En la segunda década del siglo XXI, las cosas han cambiado muchísimo. Tras el estallido de la crisis económica en 2008, Marx ha retornado a las bibliografías universitarias y a los anaqueles de las librerías con mucha fuerza. En 2010, el diario Público regalaba con el periódico el resumen clásico de El capital de Gabriel Deville. En la Feria del Libro de Madrid de 2012, el libro más vendido fue una edición ilustrada del Manifiesto comunista. El filósofo vivo más conocido del mundo, Slavoj Zizek, es un materialista dialéctico experto en ideología. El ensayo más comentado de 2014 ha sido un libro titulado El capital en el siglo XXI…

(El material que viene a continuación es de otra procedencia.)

PR #152, opened 2016-07-16

eladkah:


10_datastructures_lab/01.py
```diff
@@ -1,10 +1,26 @@
...
+if sys.argv == 1:
+    print 'Usage: %s [Machine Names...]' % sys.argv[0]
+
+wanted_machines = sys.argv[1:]
+exist_machines = {}
+
+# Read file
+with open('hosts.txt', 'r') as f:
+    for line in f:
+        splitted = line.split('=')
```
ynonp, line 19: Better to separate to variables and `rstrip()` with: `host, ip = line.rstrip().split('=')`

10_datastructures_lab/01.py
```diff
@@ -1,10 +1,26 @@
...
+        exist_machines[splitted[0]] = splitted[1].rstrip('\n')
+
+for machine in wanted_machines:
+    if exist_machines.has_key(machine):
```
ynonp, line 23: For compatibility with Python3, it's better to use `if machine in exist_machines` (which does the same as `has_key` but works in python3)

10_datastructures_lab/02.py
```diff
@@ -1,5 +1,27 @@
...
+Prints anagrams in same line
+Usage: 02.py <file_path>
+'''
+
+import sys
+import os
+if len(sys.argv) != 2 or not os.path.exists(sys.argv[1]):
+    print "Usage: %s <file path>" % sys.argv[0]
+
+dictionary = {}
```
ynonp, line 12: A defaultdict would save you the if later on. Define with `dictionary = collections.defaultdict(list)` and then fetching a non existent value yields a new empty list so it's always safe to `dictionary[key].append(word)`

PR #153, opened 2016-07-16

eladkah:


14_functions_lab/01.py
```diff
@@ -1,7 +1,19 @@
...
-"""
-
+'''
+mysum calcs sum of parameters while ignoring non-int items
+mymul calcs mul of parameters while ignoring non-int items
+'''
+
+
+def mysum(*n):
+    return sum(i for i in n if type(i) is int)
```
ynonp, line 8: numbers.Number is a better indicator for numeric value, since it also covers floats. Here's how to use it:

```
import numbers
def mysum(*n):
  return sum(i for i in n if isinstance(i, numbers.Number))
```

14_functions_lab/01.py
```diff
@@ -1,7 +1,19 @@
...
+
+
+def mymul(*n):
+    mul = 1
```
ynonp, line 12: reduce is fantastic in such situations: `reduce(operator.mul, numbers)`

14_functions_lab/05.py
```diff
@@ -1,10 +1,16 @@
...
-    groupby(lambda s: s[0], ['foo', 'fi', 'hello', 'hi'])
-    returns: { 'f': ['foo','fi'], 'h': ['hello', 'hi'] }
-"""
-
+'''
+returns dictionary where key is result of function and value is list of strings that returned the same result
+'''
+
+def group_by(s, *words):
+    dictionary = {}
```
ynonp, line 6: With a defaultdict you don't need the if later on. This code works:

```
import collections
d = collections.defaultdict(list)
d['x'].append('y')
```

Este proceso de muerte y resurrección del marxismo no es, en realidad, tan novedoso. La presencia de Marx siempre ha sido muy guadianesca. El marxismo se ha ido transformando, apareciendo y desapareciendo a lo largo de la historia del capitalismo. Por supuesto, su declive a finales del siglo pasado tuvo mucho que ver con la vertiginosa e inesperada descomposición del bloque soviético a partir de 1989. Durante cincuenta años, casi un tercio de la humanidad vivió en países en los que una versión espuria y degradada del pensamiento de Marx se consideraba la «filosofía oficial». Su rostro barbudo era ubicuo en billetes de banco, monumentos públicos o instituciones oficiales. Así que no es de extrañar que el derrumbe del socialismo real arrastrara consigo el interés por el materialismo histórico al menos en Europa del Este. El marxismo occidental, por su parte, se había distanciado de forma generalizada de la ideología soviética a costa de convertir la crítica del capitalismo en una exquisita obra de orfebrería conceptual, sin duda sofisticada pero carente de punch político e incapaz de interpelar a una mayoría social.

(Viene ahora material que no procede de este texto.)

PR #155, opened 2016-07-16

HananRosenthal:


14_functions_lab/04.py
```diff
@@ -1,6 +1,9 @@
...
-
+
+def get_words(max_len, *words):
+    list=[]
+    for word in words:
+        if len(word) > max_len:
+            list.append(word)
+    return  list
+
+print( get_words(3,'a','aa','vvdd', 'tresd', 'ww') )
```
szabgab: A list comprehension might be better here.

14_functions_lab/05.py
```diff
@@ -1,10 +1,16 @@
...
+    myDict = {}
+    list=[]
+    for c in string.ascii_letters:
+        list = f(c, words)
+        if len(list) > 0:
+            myDict[c] = list
+    print(myDict)
+
+words = ["hello", "hi", "help", "bye", "here", "modify", "movie", "ticho", "time"]
+groupby(f, *words)
```
szabgab, line 16: This is not exactly what the exercise was. In this solution the function (f) passed to the groupby function expects two parameters and there is some internal data injection with the for loop on line 9. Can you change your solution so that there won't be a need for ascii_letters and that f would accept only a single paramteer?

14_functions_lab/04.py
```diff
@@ -1,9 +1,5 @@
...
-    list=[]
-    for word in words:
-        if len(word) > max_len:
-            list.append(word)
-    return  list
+    return [word for word in words if len(word) > max_len]
 
-print( get_words(3,'a','aa','vvdd', 'tresd', 'ww') )
+	
+print( get_words(4,'a','aa','vvdd', 'tresd', 'ww') )
```
szabgab, line 5: 👍 nice

14_functions_lab/05.py
HananRosenthal, line 16: maybe this one?

import collections
import string

f = lambda wList: [w[0] for w in wList]

def groupby(f, *words):
    myDict = {}
    key = f(words)
    for k in key:
        myDict[k] = [word for word in words if word[0] == k]
    print(myDict)

words = ["hello", "hi", "help", "bye", "here", "modify", "movie", "ticho", "time"]
groupby(f, *words)

14_functions_lab/04.py
HananRosenthal, line 5: The function is:

def get_words(max_len, *words):
    return [word for word in words if len(word) > max_len]

14_functions_lab/05.py
szabgab, line 16: Nope. Here you call f with the whole list. You need to call f with each one of the elements of the 'words' list.

HananRosenthal:
hello Gabor,

need some help with 05.py...
10X

szabgab:
What kind of help?

HananRosenthal:
1. what exactly the lamda function must get, and what should it perform
2. what should the main function perform
   10X

HananRosenthal:
i mean, if lambda only gets a word and return its first letter - its stupid

szabgab:
Oh, Why do you feel it stupid?

HananRosenthal:
becuase this can be one code line in the "main" function, without the overhead of a stupid lambda function

szabgab:
This is a concept (of hashing) with a simple example.

What if someone will want to do the same grouping but based on the last character?
And then someone else might want to do the grouping with the sum of the ascii values of the strings. You would then need to copy, paste and adjust the grouping function.

With the solution of this exercise the implementor of the grouping function does not need to know about how the hashing algorithm works (first character, last character, sum of ascii, etc.), it can rely on the user supplying the hashing algorithm as the first function.

Let me give you another example: sorting. sorting has two major parts. One is what computer scientist usually call "sorting algorithm". This can be quick-sort, bubble-sort, merge-sort, etc.
The other one is what application programmers call the "sorting function" that given two values can decide which one is "bigger" and which one is "smaller". By de-coupling these two functionalities Python can provide a single "sorting algorithm" with a default "sorting function", but you as the user can easily replace the "sorting function" to be "compare the first character of the strings" or "compare the last character of the strings" or "compare the sum of the ascii numbers of the strings".

HananRosenthal:
ok, i got the idea.
last question here: how do i add different values (one at a time) to the same key in a dictionary?

szabgab:
For that each value (not the key) in the dict will have to be a list and then you can treat it as a list and append values to it.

Los neoliberales recorrieron exactamente el camino contrario. Después de la Segunda Guerra Mundial, el liberalismo radical se había convertido en una escuela marginal, una extravagancia académica que sobrevivía en unos cuantos departamentos de economía. Tres décadas después, en el contexto de la crisis de los estados del bienestar de los años setenta, los defensores del mercado libre iniciaron el asalto a los centros de poder político y económico occidentales e impulsaron una revolución ideológica que cambió la manera de pensar de millones de personas. Grandes masas de votantes de clase trabajadora apoyaron con entusiasmo políticas que apenas unos años antes hubieran considerado un atentado evidente contra sus intereses materiales más inmediatos.

Los neoliberales lograron crear un nuevo sentido común político que transformó lo que se consideraba socialmente posible, imposible, deseable y aberrante. En su estrategia ideológica desempeñó un papel importante la reactivación del marxismo —que, en realidad, en esa época no atravesaba un momento particularmente vigoroso— como enemigo de las convicciones políticas de la mayoría. En Estados Unidos, Ronald Reagan reavivó la guerra fría y el temor a la amenaza militar de la Unión Soviética. En el Reino Unido, Margaret Thatcher identificó el socialismo como responsable de una insidiosa corrupción moral e institucional que atentaba contra la libertad, la creatividad y la responsabilidad personal. «Marks and Spencer han derrotado a Marx y Engels», declaró en cierta ocasión.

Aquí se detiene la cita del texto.